Kilise, insan düşüncesinin her zaman günlük yaşamın sorunlarına ve sorularına cevapları bulması gerektiği yönünü kontrol etti ve kontrol etti. Bundan biraz farklı olan herhangi bir yaklaşım derhal diskalifiye edildi, reddedildi ve kilise tarafından kınandı.

Bu nedenle bilimsel ilerleme, karanlık çağ adı verilen dönemde yaklaşık 1000 yıl durdu. Bilgi arayışı ihmal, cehalet ya da basitçe yetkililer tarafından bir sapkın olarak etiketlenme korkusuyla kesildi. İncil'de “Tanrı'nın sözünü” hiçbir şey sorgulayamaz veya ona aykırı olamaz.

Bilinen bilimsel bilgiye en yakın olan kilise yarısının kabul ettiği Aristoteles gibi büyük Yunan filozoflarının zamanının metinleriydi. Bu teorilere dayanarak, evren, doğa ve insan hakkında bilinenlerin uzantısıydı.

Deniz keşifleri zamanında, dünyanın ilk inançları zorlanmaya başladı, ancak yaşanmış deneyimler ve gözlemlere dayanarak, başka bir deyişle deneysel bilgilere dayanarak. Akıl ya da akıl yürütme kavramına yer ve ağırlık kazandırdı.

Bu yolla, on altıncı ve on sekizinci yüzyıllar arasında, mutlak bilginin merkezi bir varlığı olarak dikkatleri kiliseden uzağa, bugün olduğu gibi bilimsel gözlem ve bilimsel akıl yürütmeye yönelmeye başlayan bilimsel devrimler geldi.
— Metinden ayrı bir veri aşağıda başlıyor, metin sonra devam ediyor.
PR #3767, opened 2025-03-13
Allow `aggregate_channels` to accept a dict of recordings

chrishalcrow:
Related to #3711

Allows `aggregate_channels` to accept a dict of recordings. This allows for the workflow (once #3711 is merged) of the kind:

``` python
split_recordings = recording.split_by('group')
preprocessed_recordings = si.common_reference(si.bandpass_filter(split_recordings))
aggregated_preprocessing_recording = si.aggregate_channels(preprocessed_recordings)
```

or the truly horrifying
``` python
preprocessed_recording =  si.aggregate_channels(si.common_reference(si.bandpass_filter(recording.split_by('group'))))
```

edit: PR is mostly new tests

### DIFF
--- a/src/spikeinterface/core/channelsaggregationrecording.py
+++ b/src/spikeinterface/core/channelsaggregationrecording.py
@@ -25,7 +25,10 @@ class ChannelsAggregationRecording(BaseRecording):
                 # If default 'group'ing (all equal 0), we label the recordings using the 'group' property
                 recording_groups = []
                 for recording in recording_list:
-                    recording_groups.extend(recording.get_property("group"))
+                    if (group_property := recording.get_property("group")) is not None:
+                        recording_groups.extend(group_property)
+                    else:
+                        recording_groups.extend([0])
                 if np.all(np.unique(recording_groups) == np.array([0])):
                     for group_id, recording in enumerate(recording_list):
                         recording.set_property("group", group_id * np.ones(recording.get_num_channels()))
--- a/src/spikeinterface/core/channelsaggregationrecording.py
+++ b/src/spikeinterface/core/channelsaggregationrecording.py
@@ -1,4 +1,5 @@
 from __future__ import annotations
+import warnings
 
 import numpy as np
 
@@ -236,13 +237,17 @@ class ChannelsAggregationRecordingSegment(BaseRecordingSegment):
         return np.concatenate(traces, axis=1)
 
 
-def aggregate_channels(recording_list, renamed_channel_ids=None):
+def aggregate_channels(
+    recording_list_or_dict=None,
+    renamed_channel_ids=None,
+    recording_list=None,
+):
     """
     Aggregates channels of multiple recording into a single recording object
 
     Parameters
     ----------
-    recording_list: list | dict
+    recording_list_or_dict: list | dict
         List or dict of BaseRecording objects to aggregate.
     renamed_channel_ids: array-like
         If given, channel ids are renamed as provided.
@@ -252,4 +257,13 @@ def aggregate_channels(recording_list, renamed_channel_ids=None):
     aggregate_recording: ChannelsAggregationRecording
         The aggregated recording object
     """
-    return ChannelsAggregationRecording(recording_list, renamed_channel_ids)
+
+    if recording_list is not None:
+        warnings.warn(
+            "`recording_list` is deprecated and will be removed in 0.105.0. Please use `recording_list_or_dict` instead.",
+            category=DeprecationWarning,
+            stacklevel=2,
+        )
+        recording_list_or_dict = recording_list
+
+    return ChannelsAggregationRecording(recording_list_or_dict, renamed_channel_ids)
--- a/src/spikeinterface/core/channelsaggregationrecording.py
+++ b/src/spikeinterface/core/channelsaggregationrecording.py
@@ -17,27 +17,21 @@ class ChannelsAggregationRecording(BaseRecording):
 
         if isinstance(recording_list_or_dict, dict):
             recording_list = list(recording_list_or_dict.values())
+            recording_ids = list(recording_list_or_dict.keys())
         elif isinstance(recording_list_or_dict, list):
             recording_list = recording_list_or_dict
-
-            # Check if the recordings were previously split using `split_by`
-            if recording_list[0].get_annotation("split_by_property") is None:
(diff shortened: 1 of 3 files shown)


src/spikeinterface/core/channelsaggregationrecording.py
```diff
@@ -13,7 +13,16 @@ class ChannelsAggregationRecording(BaseRecording):
 
     """
 
-    def __init__(self, recording_list, renamed_channel_ids=None):
+    def __init__(self, recording_list_or_dict, renamed_channel_ids=None):
+
+        if isinstance(recording_list_or_dict, dict):
+            recording_list = list(recording_list_or_dict.values())
```
alejoe91, line 19:
```suggestion
            recording_list = list(recording_list_or_dict.values())
```
In this case, I think it would make sense to check if each recording's group corresponds to the key.
If all groups are 0 (which is default), we could set channel groups according to keys

chrishalcrow: At the moment there is nothing special about "group". As in, a user can do
```
rec.split_by("user_defined_label")
```
And we don't keep track of the label since `split_by` just returns a dictionary. So this would make "group" a special label. I think this is ok: we can recommend users use it when we document `split_by`?

alejoe91: You're abslutely right. We could actually track this as an annotation though :)

chrishalcrow: Oh nice! Lemme have a go...

src/spikeinterface/core/channelsaggregationrecording.py
```diff
@@ -13,7 +13,29 @@ class ChannelsAggregationRecording(BaseRecording):
...
+                # If default 'group'ing (all equal 0), we label the recordings using the 'group' property
+                recording_groups = []
+                for recording in recording_list:
+                    if (group_property := recording.get_property("group")) is not None:
+                        recording_groups.extend(group_property)
+                    else:
+                        recording_groups.extend([0])
+                if np.all(np.unique(recording_groups) == np.array([0])):
+                    for group_id, recording in enumerate(recording_list):
+                        recording.set_property("group", group_id * np.ones(recording.get_num_channels()))
```
alejoe91, line 34: This should be done after the `else`, because it applies to both dicts and lists inputs. Right?

src/spikeinterface/core/tests/test_channelsaggregationrecording.py
```diff
@@ -94,6 +126,37 @@ def test_channel_aggregation_preserve_ids():
     assert list(aggregated_recording.get_channel_ids()) == ["a", "b", "c", "d", "e"]
 
 
+def test_aggretion_labelling_for_lists():
```
alejoe91, line 129:
```suggestion
def test_aggregation_labeling_for_lists():
```

src/spikeinterface/core/channelsaggregationrecording.py
```diff
@@ -13,7 +13,29 @@ class ChannelsAggregationRecording(BaseRecording):
...
+            recording_list = list(recording_list_or_dict.values())
+        elif isinstance(recording_list_or_dict, list):
+            recording_list = recording_list_or_dict
+
+            # Check if the recordings were previously split using `split_by`
+            if recording_list[0].get_annotation("split_by_property") is None:
+                # If default 'group'ing (all equal 0), we label the recordings using the 'group' property
+                recording_groups = []
+                for recording in recording_list:
+                    if (group_property := recording.get_property("group")) is not None:
```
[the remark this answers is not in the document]
alejoe91: Actually, maybe this is the case only when setting a probe, so ok to leave it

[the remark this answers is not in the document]
chrishalcrow: Yeah - the generated recordings have `None` for instance.

src/spikeinterface/core/channelsaggregationrecording.py
chrishalcrow: I think we're both right: we should use the dictionary keys for `group` if we don't know how the recording was split up. I've added this feature.

alejoe91 (approved):

src/spikeinterface/core/channelsaggregationrecording.py
```diff
@@ -13,10 +13,26 @@ class ChannelsAggregationRecording(BaseRecording):
 
     """
 
-    def __init__(self, recording_list, renamed_channel_ids=None):
+    def __init__(self, recording_list_or_dict, renamed_channel_ids=None):
```
zm711, line 16: Do we want a deprecation for the argument for people that use keyword. So in that case it would be 

```
__init__(self, recording_list_or_dict, renamed_channels_ids=None, recording_list=None):
```

That way we can deprecated over a couple version. Especially for something that is in core. No?

src/spikeinterface/core/channelsaggregationrecording.py
```diff
@@ -207,8 +242,8 @@ def aggregate_channels(recording_list, renamed_channel_ids=None):
 
     Parameters
     ----------
-    recording_list: list
-        List of BaseRecording objects to aggregate
+    recording_list: list | dict
```
zm711, line 245: why not changing name here if changed above? I understand the annoyance, but if we are planning on changing the parameter of above doesn't it make sense to be consistent? (again with the deprecation in my opinion).

zm711 (commented):
Two small comments (I think)

src/spikeinterface/core/channelsaggregationrecording.py
chrishalcrow: Oh nice, good catch!

src/spikeinterface/core/channelsaggregationrecording.py
chrishalcrow: Oh, just ignorance and sloppiness from me! Will fix!

src/spikeinterface/core/channelsaggregationrecording.py
zm711: If we've made it clear that this part is private them I'm okay with not changing it! I only looked at the diff not the surrounding :)

zm711 (approved):
Me too

samuelgarcia:
Parfait.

Böylece, insan için bu "aydınlanma" zamanında, evrenin ve doğanın bilindiği gibi algılanmasına tamamen meydan okuyan yeni keşifler ve teorilere ulaşıldı.

Bunların arasında, Copernicus'un heliosentrik teorisini vurguladı. Gezegenlerin Kepler tarafından hareketi. Galileo teleskopu, Newton'un ağırlık yasası ve Harvey'in kan dolaşımı. Bu zaman bilimsel devrim olarak bilinir.

Bu sayede bilgi arayışı yaklaşımı, yaşam sorularına cevaplar ve günlük yaşam sorunlarının çözümü büyük ölçüde değişti. Sonuç olarak, bilim insanlarının toplulukları ve ünlü bilimsel yöntem doğdu.